Party chat was enabled in Steam in 2007, and Steam Cloud Saving appeared the year after that. And it has always been free.
Xbox Live introduced universal chat in 2002. If you wanted chat that was guaranteed to work, you paid the $50 a year fee.
As for PC, I can only talk from my experiences, and where I tried online a few times on PC, it was a nightmare. It wasn't at all robust and trying to coordinate three people, some evenings we never got to play anything. If you wanted to play a game, you had to create an account. Then host a game. Then the others would have to find it. You'd try chat in game and it might work, might not, so then you'd try multitasking Skype in the background.
"Can you see my game?"
"No."
"Okay. I'll log off and you try."
"Right. This is my server and the password is BOB."
"Found it. Connecting. Connecting. Yeah, I'm on."
"Where's Richard?"
"It just keeps dropping me out whenever I connect."

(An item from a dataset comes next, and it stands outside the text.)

PR #1987, opened 2018-02-27
Allow custom XF loaders to also access internals of XAML

kzu:
Just like [XF.Core](https://github.com/xamarin/Xamarin.Forms/blob/master/Xamarin.Forms.Core/Properties/AssemblyInfo.cs#L26) does, also expose this to custom loaders (i.e. if they need to access anything internal to XAML loading).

"Okay, let's try Richard hosting."
etc.
That was also true of PS3 on occasions such as Borderland's chat being screwed up in game and never being fixed, and no background-chat mode on PS3 to use that service instead. PS4 is the first console I've owned where online is robust and seamless. For £40 a year, including a couple dozen games, to not have to deal with those online headaches, it's worth it.